#tn11e

Zawsze gdy gaszę światło, biegnę szybko do łóżka, w jakim celu?
Wydaje mi się, że gdy będę w łóżku nic mi się nie stanie (np. gdy ktoś będzie chciał mnie okraść, to mnie nie zauważy), a w innej części pokoju jestem zagrożona.
Zwykłe wstanie po pilota, który leży na końcu pokoju jest wyzwaniem. Zostało mi tak z dzieciństwa.
Tylko gorzej, jak nie trafię sobie na łóżko i wyląduję na podłodze.
EeeMacarena Odpowiedz

Polecam światło sterowane pilotem. Można włączać/wyłączać nie wstając z łóżka. ;)

Chutas

Lepszą inteligentna żarówka.

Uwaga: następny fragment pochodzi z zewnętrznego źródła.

PR #14800, opened 2024-05-31
Importer tweaks

snipe:
This PR:

- Adds additional fields for importing
- Adds mutators and accessors for the date fields on assets
- Added some additional info to the validation feedback on the importer
- Fixed an issue where the `$defaultStatusLabelId` could be a non-deployable status type
- Moved asset-only date handling into the AssetImporter instead of the generic ItemImporter, since no other objects have those fields
- Removed some pretty noisy debugging

I know we've gone back and forth on the getters/setters stuff with dates, but this makes handling bad data in imports much easier. I'm expecting a fight tho ;)

### DIFF
--- a/app/Importer/Importer.php
+++ b/app/Importer/Importer.php
@@ -565,7 +565,7 @@ abstract class Importer
      */
     public function parseOrNullDate($field, $format = 'date') {
 
-        $format = 'Y-m-d';
+        $date_format = 'Y-m-d';
 
         if ($format == 'datetime') {
             $date_format = 'Y-m-d H:i:s';
@@ -577,7 +577,7 @@ abstract class Importer
                 $value = CarbonImmutable::parse($this->item[$field])->format($date_format);
                 return $value;
             } catch (\Exception $e) {
-                $this->log('Unable to parse date: ' . $this->item['next_audit_date']);
+                $this->log('Unable to parse date: ' . $this->item[$field]);
                 return null;
             }
         }
--- a/app/Importer/Importer.php
+++ b/app/Importer/Importer.php
@@ -6,6 +6,7 @@ use App\Models\CustomField;
 use App\Models\Department;
 use App\Models\Setting;
 use App\Models\User;
+use Carbon\CarbonImmutable;
 use ForceUTF8\Encoding;
 use Illuminate\Database\Eloquent\Model;
 use Illuminate\Support\Facades\Auth;
@@ -549,6 +550,37 @@ abstract class Importer
         }
         $this->log('No matching Manager '.$user_manager_first_name.' '.$user_manager_last_name.' found. If their user account is being created through this import, you should re-process this file again. ');
 
+        return null;
+    }
+
+    /**
+     * Parse a date or return null
+     *
+     * @author A. Gianotto
+     * @since 7.0.0
+     * @param $field
+     * @param $format
+     * @return string|null
+
+     */
+    public function parseOrNullDate($field, $format = 'date') {
+
+        $format = 'Y-m-d';
+
+        if ($format == 'datetime') {
+            $date_format = 'Y-m-d H:i:s';
+        }
+
+        if (array_key_exists($field, $this->item) && $this->item[$field] != '') {
+
+            try {
+                $value = CarbonImmutable::parse($this->item[$field])->format($date_format);
+                return $value;
+            } catch (\Exception $e) {
+                $this->log('Unable to parse date: ' . $this->item['next_audit_date']);
+                return null;
+            }
+        }
         return null;
     }
 }
--- a/app/Models/Asset.php
+++ b/app/Models/Asset.php
@@ -10,7 +10,7 @@ use App\Http\Traits\UniqueUndeletedTrait;
 use App\Models\Traits\Acceptable;
 use App\Models\Traits\Searchable;
 use App\Presenters\Presentable;
-use AssetPresenter;
+use App\Presenters\AssetPresenter;
 use Illuminate\Support\Facades\Auth;
 use Carbon\Carbon;
 use Illuminate\Support\Facades\DB;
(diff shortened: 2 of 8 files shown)


app/Importer/Importer.php
```diff
@@ -551,4 +552,35 @@ public function fetchManager($user_manager_first_name, $user_manager_last_name)
...
+     * @author A. Gianotto
+     * @since 7.0.0
+     * @param $field
+     * @param $format
+     * @return string|null
+
+     */
+    public function parseOrNullDate($field, $format = 'date') {
+
+        $format = 'Y-m-d';
```
marcusmoore: This is immediately overwriting the provided `$date` so the following `if` check will never be truthy.

app/Importer/Importer.php
```diff
@@ -551,4 +552,35 @@ public function fetchManager($user_manager_first_name, $user_manager_last_name)
...
+            $date_format = 'Y-m-d H:i:s';
+        }
+
+        if (array_key_exists($field, $this->item) && $this->item[$field] != '') {
+
+            try {
+                $value = CarbonImmutable::parse($this->item[$field])->format($date_format);
+                return $value;
+            } catch (\Exception $e) {
+                $this->log('Unable to parse date: ' . $this->item['next_audit_date']);
```
marcusmoore: This is referencing the `next_audit_date` key directly. I think it should be `$field`?

app/Models/Asset.php
```diff
@@ -981,6 +983,49 @@ public function setNextAuditDateAttribute($value)
...
+
+    public function getAssetEolDateAttribute($value)
+    {
+        return $this->attributes['asset_eol_date'] = $value ? Carbon::parse($value)->format('Y-m-d') : null;
+    }
+
+    public function setAssetEolDateAttribute($value)
+    {
+        $this->attributes['asset_eol_date'] = $value ? Carbon::parse($value)->format('Y-m-d') : null;
+    }
```
marcusmoore: If this gets merged we should remove these fields from `$casts` since we're overwriting the functionality. I wouldn't be surprised if keeping them in `$casts` while additionally handling the accessors and mutators ourselves causes a bug down the line because the framework (and/or libraries) assume it is in control of casting the included properties.

Additionally, if this is getting merged, you may want to consider using the new [accessor/mutator syntax](https://laravel.com/docs/10.x/eloquent-mutators#defining-a-mutator) that groups them into one method for each field so it is easier to read.

marcusmoore (changes requested):
I haven't done a full review of this but I'm going to "request changes" just to get the first questions posted and also say that the addition of the accessors/mutators probably warrants checking the places they are used throughout the codebase to make sure we're not causing any unexpected issues. I'm thinking we might be double-parsing a date here or there now which shouldn't cause an issue but should still be double-checked.

app/Importer/Importer.php
spencerrlongg: I think `$format` on 568 should be `$date_format`

app/Models/Asset.php
snipe: Casting has never worked the way we expected anyway tbh, since it only kicks in when the data is serialized IIRC. It's why we've gone back and forth so many times :(

snipe: Dates have especially always behaved weirdly in the importer (since that ignores the casting), and I can't help but think that using accessors and mutators is the most consistent path.

spencerrlongg: I _really_ wish we wouldn't do this. A few reasons: 

1. Framework expectations, 90% of the time I'm grabbing a date from a model I'm expecting it to be cast so that I have carbon already available. I'd love to see us work _with_ the framework more often than against it. 
   We should follow framework convention as much as we possibly can - I think that's what will help us iterate more quickly and possibly even see more involvement from the FOSS community. 
2. The getters I feel are actively or have the potential to be actively breaking casting, as Marcus said above.  
3. If in the future we want to use a date-time-picker a little more tightly integrated it likely wouldn't work with this out of the box (think something like filament forms: https://filamentphp.com/docs/3.x/forms/fields/date-time-picker) 
4. On the setter front, with casts, as long as we receive something that's parsable from Carbon we can save it directly to the model instead of having to format it manually. 

> Casting has never worked the way we expected anyway tbh, since it only kicks in when the data is serialized IIRC. It's why we've gone back and forth so many times :(

It's cast as a Carbon object, then the formatting kicks in when an object doesn't make sense (when it's serialized).

marcusmoore: > Casting has never worked the way we expected anyway tbh, since it only kicks in when the data is serialized IIRC

I was caught off guard by this but it makes sense to me now: you get all the niceties of a carbon object without having to do the casting yourself. So we can compare against other objects or format differently while the model is being passed around the application (etc) and then it falls back to default formatting when leaving the application layer.

Overall, I agree with Spencer's points and think we should lean into the framework as much as possible.

snipe: > The getters I feel are actively or have the potential to be actively breaking casting, as Marcus said above.

The casting has literally NEVER worked. It's only invoked in JSON and serialization, and we already use a formatting helper for that.

> On the setter front, with casts, as long as we receive something that's parsable from Carbon we can save it directly to the model instead of having to format it manually.

This is literally not what my own tests with this PR have shown. Please, by all means, prove me wrong. Regardless of how I tried to parse the date, if it was blank, it came through as `0000-00-00` or `0000-00-00 00:00:00`, even while checking for nulls, try/catching whether or not Carbon could parse it, etc. 

If I was missing something, I'm glad to take the correction, but this has never worked the way we wanted/expected, and I need stuff that actually works, versus what's "correct".

snipe:
If one of the two of you want to take a crack at this yourself, I'm happy to retire this PR, but I don't make decisions like mutators etc lightly. If you can make it work without them, go nuts.

app/Models/Asset.php
snipe: >  So we can compare against other objects or format differently while the model is being passed around the application (etc) and then it falls back to default formatting when leaving the application layer.

@marcusmoore The only time we really compare dates, we've already got helpers for that (since we always want to display the date according to the user's own preferences in the settings.) Otherwise, it's not a carbon object, just a date or date time field in the database and we're comparing those at a SQL level.

marcusmoore:
> If one of the two of you want to take a crack at this yourself, I'm happy to retire this PR, but I don't make decisions like mutators etc lightly. If you can make it work without them, go nuts.

I'd like to give it a go but don't want to hold up a legitimate bug fix. Maybe we just go ahead with this PR as is and me/Spencer can take a swing at it afterwards?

Ja mam firmy ewelink sanoff B1 i polecam

CzarnaSowa Odpowiedz

Lampka nocna żebyś nie miała zbyt ciemno.

Aliccjaa Odpowiedz

Są takie małe lampki nocne, które się przyczepia klipsem na krawędź, są bardzo poręczne, bo są małe (moja ma łącznie z 40 cm długości i jest elastyczna) i zajmują bardzo mało miejsca, polecam
Albo po prostu postaw łóżko przy włączniku światła

aganes Odpowiedz

Kiedyś jak miałam zasnąć to musiałam ułożyć się plecami do ściany a twarzą na otwarty pokój... Czułam się wtedy bezpiecznie bo jakby co to widziałabym atakujacego napastnika. Miałam tak chyba do 16 roku życia.

Ramennaruto Odpowiedz

Ja zostawiam zawsze na noc małe lampki na baterie (coś jak cotton balls), daje delikatne światło, ale dzięki niemu jestem "bezpieczna" :D

lahierba Odpowiedz

Jak cudownie, że ktoś ma tak samo jak ja :D Ja jeszcze wchodząc do swojego pokoju (u mnie w domu prowadzi do niego taki korytarz o długości ponad dwóch pomieszczeń, ciemny), przyklejam się plecami do ściany i wtedy zamykam drzwi, żeby "mieć pewność", że nikt nie wszedł za mną 😅

Leiaskywalker9 Odpowiedz

Też tak mam :)

KierowcaBusa Odpowiedz

Łóżko to bezpieczna strefa gdzie żaden potwór, ani inne złe stworzenie nie ma prawa wstępu. To jest taka magiczna strefa bezpieczeństwa. Dodatkowym zabezpieczeniem jest kołdra.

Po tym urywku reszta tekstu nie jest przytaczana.